[Dataset records — start]

PR #755, opened 2021-12-06
Shows a remove plugin message if the central storage location is missing

jellespijker:
This should warn the user that a backed up plugin has been corrupted and should be reinstalled

Contributes to: CURA-8666

### DIFF
--- a/UM/PluginRegistry.py
+++ b/UM/PluginRegistry.py
@@ -444,6 +444,7 @@ class PluginRegistry(QObject):
             to_register = plugin.register(self._application)  # type: ignore  # We catch AttributeError on this in case register() doesn't exist.
             if not to_register:
                 Logger.log("w", "Plugin %s did not return any objects to register", plugin_id)
+                self.removeCorruptedPluginMessage(plugin_id)
                 return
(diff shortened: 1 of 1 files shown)


UM/PluginRegistry.py
```diff
@@ -471,21 +472,25 @@ def loadPlugin(self, plugin_id: str) -> None:
...
-                                   button_align = Message.ActionButtonAlignment.ALIGN_RIGHT)
-
-            # Listen for the pyqt signal, since that one does support lambda's
-            unable_to_load_plugin_message.pyQtActionTriggered.connect(lambda message, action: (self.uninstallPlugin(plugin_id), message.hide()))
-
-            unable_to_load_plugin_message.show()
-            Logger.logException("e", "Error loading plugin %s:", plugin_id)
+            self.removeCorruptedPluginMessage(plugin_id)
+
+    def removeCorruptedPluginMessage(self, plugin_id):
```
nallath, line 477:
```suggestion
    def removeCorruptedPluginMessage(self, plugin_id: str) -> None:
```

nallath (changes requested):

nallath (approved):

PR #756, opened 2021-12-07
Cura 8587 disable update install and uninstall

jellespijker:
See also the Cura PR Ultimaker/Cura#11027

### DIFF
--- a/UM/PluginRegistry.py
+++ b/UM/PluginRegistry.py
@@ -234,9 +234,6 @@ class PluginRegistry(QObject):
             self.hasPluginsEnabledOrDisabledChanged.emit()
         self._savePluginData()
 
-    def getDisabledPlugins(self) -> List[str]:
-        return self._disabled_plugins
-
     #   Get a list of enabled plugins:
     def getActivePlugins(self) -> List[str]:
         plugin_list = []
--- a/UM/PluginRegistry.py
+++ b/UM/PluginRegistry.py
@@ -9,7 +9,7 @@ import stat  # For setting file permissions correctly;
 import time
 import types
 import zipfile
-from typing import Any, Callable, Dict, List, Optional, Tuple, TYPE_CHECKING
+from typing import Any, Callable, Dict, List, Optional, Set, Tuple, TYPE_CHECKING
 
 from PyQt5.QtCore import QCoreApplication
 from PyQt5.QtCore import QObject, pyqtSlot, QUrl, pyqtProperty, pyqtSignal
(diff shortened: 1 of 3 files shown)


UM/Qt/ListModel.py
```diff
@@ -161,14 +161,19 @@ def setProperty(self, index: int, property: str, value: Any) -> None:
...
 
         :param fun: The callable to use for determining the sort key.
+        :param key: Use the sorting function on the underlying data
+        :param reverse: reverse the sorted results
         """
 
         self.beginResetModel()
-        self._items.sort(key = fun)
+        if key:
+            self._items = [{key: item} for item in sorted([k[key] for k in self._items], key = fun, reverse = reverse)]
```
rburema, line 174: I'm not sure how I feel about data being changed (format, not just positionally altered) by a sorting function. Calling this twice (each time) with a different key will result in an error for example., since it won't be able to find `k[key]` the 2nd time around, since that will be in `k[<key used first time>][key]` instead then.

rburema (changes requested):
Yay for 3.8 style typing! :-)

I'll leave you to ponder these change-requests while I do the big chunk of the review over in Cura.

UM/PluginRegistry.py
```diff
@@ -52,41 +52,42 @@ def __init__(self, application: "Application", parent: QObject = None) -> None:
...
-        self._checked_plugin_ids = []     # type: List[str]
-        self._distrusted_plugin_ids = []  # type: List[str]
-        self._trust_checker = None  # type: Optional[Trust]
+        self._check_if_trusted: bool = False
+        self._clean_hierarchy_sent_messages: List[str] = []
+        self._debug_mode: bool = False
+        self._checked_plugin_ids: List[str] = []
+        self._distrusted_plugin_ids: List[str] = []
+        self._trust_checker: Optional[Trust] = None
+        self._plugins_enabled_or_disabled: bool = False  # Flag indicating if there were any plugins' en-/disabled this session
```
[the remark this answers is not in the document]
jellespijker: Changed this into a proper book keeping variable with a name containing current. We can now toggle en-/disabled plugins in Cura and only restart if actually needed. As per @lorenzoromagnoli his request.

UM/Qt/ListModel.py
jellespijker: Yes you are indeed correct. Will change this

rburema (approved):

nallath (approved):

PR #757, opened 2021-12-07
Uninstall package and plugin on error

nallath:
CURA-8666

### DIFF
--- a/UM/PluginRegistry.py
+++ b/UM/PluginRegistry.py
@@ -88,6 +88,8 @@ class PluginRegistry(QObject):
         self._distrusted_plugin_ids = []  # type: List[str]
         self._trust_checker = None  # type: Optional[Trust]
 
+    pluginRemoved = pyqtSignal(str)
+
     def setCheckIfTrusted(self, check_if_trusted: bool, debug_mode: bool = False) -> None:
         self._check_if_trusted = check_if_trusted
         if self._check_if_trusted:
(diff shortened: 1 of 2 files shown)


UM/PluginRegistry.py
```diff
@@ -499,9 +501,6 @@ def uninstallPlugin(self, plugin_id: str) -> Dict[str, str]:
         result = {"status": "error", "message": "", "id": plugin_id}
         success_message = i18n_catalog.i18nc("@info:status", "The plugin has been removed.\nPlease restart {0} to finish uninstall.", self._application.getApplicationName())
 
-        if plugin_id not in self._plugins_installed:
-            return result
```
casperlamboo, line 502: now that we don't return the result on "error" anymore it doesn't make alot of sense to define the result object above; i would remove it and only define it at the return point of the function

UM/PluginRegistry.py
```diff
@@ -515,8 +514,9 @@ def uninstallPlugin(self, plugin_id: str) -> Dict[str, str]:
 
             # Remove the plugin object from the Plugin Registry:
             self._plugins.pop(plugin_id, None)
-            self._plugins_installed.remove(plugin_id)
-
+            if plugin_id in self._plugins_installed:
+                self._plugins_installed.remove(plugin_id)
```
casperlamboo, line 518: this whole code block executes `if not in_to_install`. Might I suggest removing the else statement entirely and executing it in for all cases. 

While I cannot think of any cases where a plugin would be the `_plugins_installed` object while also being in the `_plugins_to_install` object, I think it's best to cover all these edge cases. The internal check prevent plugins from being removed if they are not present; so it won't break stuff if it gets executed "incorrectly".

casperlamboo: https://github.com/Ultimaker/Uranium/commit/68d3c1508e23fd79dab1ae4fefcb15cce1695909

UM/PluginRegistry.py
casperlamboo: https://github.com/Ultimaker/Uranium/commit/188cf82c996f6469e8cfd29278cb194937fe2f7e

PR #759, opened 2021-12-14
Use a direct copy instead of cleanup for signal connect

nallath:
This makes the signals significantly faster.

The results were most visible in creation of the container trees (where a lot of signals are connected). This made it ~5x as fast to populate the container tree.

### DIFF
--- a/UM/Signal.py
+++ b/UM/Signal.py
@@ -542,7 +542,7 @@ class WeakImmutablePairList(Generic[T, U], Iterable):
         """
 
         new_instance = WeakImmutablePairList()  # type: WeakImmutablePairList[T,U]
-        new_instance.__list = self.__cleanList()
+        new_instance.__list = self.__list.copy()
         new_instance.__list.append( (weakref.ref(left_item), weakref.ref(right_item)) )
         return new_instance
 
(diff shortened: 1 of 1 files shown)


UM/Signal.py
```diff
@@ -542,7 +542,7 @@ def append(self, left_item: T, right_item: U) -> "WeakImmutablePairList[T,U]":
         """
 
         new_instance = WeakImmutablePairList()  # type: WeakImmutablePairList[T,U]
-        new_instance.__list = self.__cleanList()
+        new_instance.__list = self.__list.copy()
```
rburema, line 545: This also happens in `WeakImmutableList` (as opposed to `WeakImmutablePairList`). I'll put the same change there then, with the same reasoning. (Unless that messes up my tests.)

rburema (approved):
So um...

Have you checked the speed of the old Marketplace after these changes? Or maybe it was the thing I noticed you missed?

Ha ha.
Ha ha ha.

rburema:
Never mind, turns out it's a little bit faster, but 4.13 has the same behaviour.

Jeeze this new laptop is a _beast_ :-D

PR #760, opened 2021-12-15
Prevent unneeded copy in container query

nallath:
By adding the values of the medatada dict to a list, a complete copy of the list is made. This isn't actually needed, since we just want to filter results (wich are then copied to a list). As unneeded copies tend to be on the expensive side, this makes profile loading a lot faster

### DIFF
--- a/UM/Settings/ContainerQuery.py
+++ b/UM/Settings/ContainerQuery.py
@@ -87,7 +87,7 @@ class ContainerQuery:
         # cache if it's not there yet.
         key_so_far = (self._ignore_case, )  # type: Tuple[Any, ...]
         if candidates is None:
-            filtered_candidates = list(self._registry.metadata.values())
+            filtered_candidates = self._registry.metadata.values()
         else:
             filtered_candidates = candidates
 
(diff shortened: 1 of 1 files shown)


UM/Settings/ContainerQuery.py
```diff
@@ -87,9 +87,9 @@ def execute(self, candidates: Optional[List[Any]] = None) -> None:
         # cache if it's not there yet.
         key_so_far = (self._ignore_case, )  # type: Tuple[Any, ...]
         if candidates is None:
-            filtered_candidates = list(self._registry.metadata.values())
+            filtered_candidates: Union[ValuesView[Dict[str, Any]], List[Dict[str, Any]]] = self._registry.metadata.values()
```
rburema, line 90: This _does_ mean that the type now changes during execution (well, technically it's always that Union... but _eh_). Not really 'clean', but it'll work.

( If this was C++ I'd sent it back I think :-p )

nallath: Well, it quacks like a duck and waggles like a duck ;)

PR #992, opened 2025-03-16
Message ID is set to were but these translations still referenced old…

HellAholic:
CURA-12470

Typo fix in .po files
The reference was incorrect as the source string has been modified see:
https://github.com/Ultimaker/Uranium/blob/2ce596e1f186582754a09945efac1c0ce083dca2/UM/FileHandler/ReadFileJob.py#L91


wawanbreton (approved):
That is weird, I have no idea how the source text can have a typo, it is supposed to be automatically extracted from source code... Maybe some made a global replace at some point.

PR #995, opened 2025-04-28
CURA-12099 export and import to bambu 3mf

wawanbreton:
Updates the mesh writers to handle the `mime_type` argument

Comes with https://github.com/Ultimaker/Cura/pull/20518
CURA-12099

### DIFF
--- a/UM/Mesh/MeshWriter.py
+++ b/UM/Mesh/MeshWriter.py
@@ -12,7 +12,7 @@ class MeshWriter(FileWriter):
     def __init__(self, *args, **kwargs):
         super().__init__(*args, **kwargs)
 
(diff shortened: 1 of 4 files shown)


fieldOfView:
Would this require a major version increase? From a cursory look, all plugins implementing MeshWriter would need to be updated.

wawanbreton:
> Would this require a major version increase? From a cursory look, all plugins implementing MeshWriter would need to be updated.

That is true, yes. I have been trying to find a way to avoid it, but couldn't. That would be a version increase of the API though. I will see with the team whether this is acceptable as is. The addition of the `**kwargs` should be future-proof though, so that if we want to add new specific arguments later, there would be no API change.

PR #999, opened 2025-05-28
[CURA-12543] Backend support of Painting UI

rburema:
- Be able to update sub-images within the wrapper for OpenGL textures
- Add convenience method(s) such as for retrieving face-normals.
- Expose some things that previously weren't exposed, so we can render some very specific things we now need in the painting tool more efficiently -- the methods exposed don't require (much) knowledge of the internal workings, so it should be OK.

Frontend PR: https://github.com/Ultimaker/Cura/pull/20640

### DIFF
--- a/UM/Math/Plane.py
+++ b/UM/Math/Plane.py
@@ -22,7 +22,7 @@ class Plane:
     def distance(self):
         return self._distance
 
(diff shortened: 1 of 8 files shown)


wawanbreton (approved):
Very nice :slightly_smiling_face:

[Dataset records — finish]

- [What you should do]: Tell how many lines in the records above contain "would", giving the number and no other words.

- [Result for this task]: 5